◆ **EXERCISE DIRECTIONS**
The answer must be the full listing, restated word for word.
___ DATA LISTING
PR #3330, opened 2018-09-14
Better plotting dx

emeeks:
Canvas rendering for 1000+ point scatterplots (canvas instead of SVG as well as not hover interactivity, so again fewer DOM elements)
Smart numeric formatting for axes (extra decimal points, scientific notation for anything about 999 trillion or below 0.0001 (still doesn't know how to handle percent, so we should expose some controls for users)
Primary keys are fixed columns instead of just the first column.


rgbkrk:
Awesome, thanks.

PR #3331, opened 2018-09-15
Restore fixedColumnsHOC

emeeks:
Pretty straightforward, just turns fixed columns back on for the grid.


BenRussert:
I see the review request there, but I know this was the plan. Thanks!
______
◆ **SOLUTION TO THE EXERCISE**
PR #3330, opened 2018-09-14
Better plotting dx

emeeks:
Canvas rendering for 1000+ point scatterplots (canvas instead of SVG as well as not hover interactivity, so again fewer DOM elements)
Smart numeric formatting for axes (extra decimal points, scientific notation for anything about 999 trillion or below 0.0001 (still doesn't know how to handle percent, so we should expose some controls for users)
Primary keys are fixed columns instead of just the first column.


rgbkrk:
Awesome, thanks.

PR #3331, opened 2018-09-15
Restore fixedColumnsHOC

emeeks:
Pretty straightforward, just turns fixed columns back on for the grid.


BenRussert:
I see the review request there, but I know this was the plan. Thanks!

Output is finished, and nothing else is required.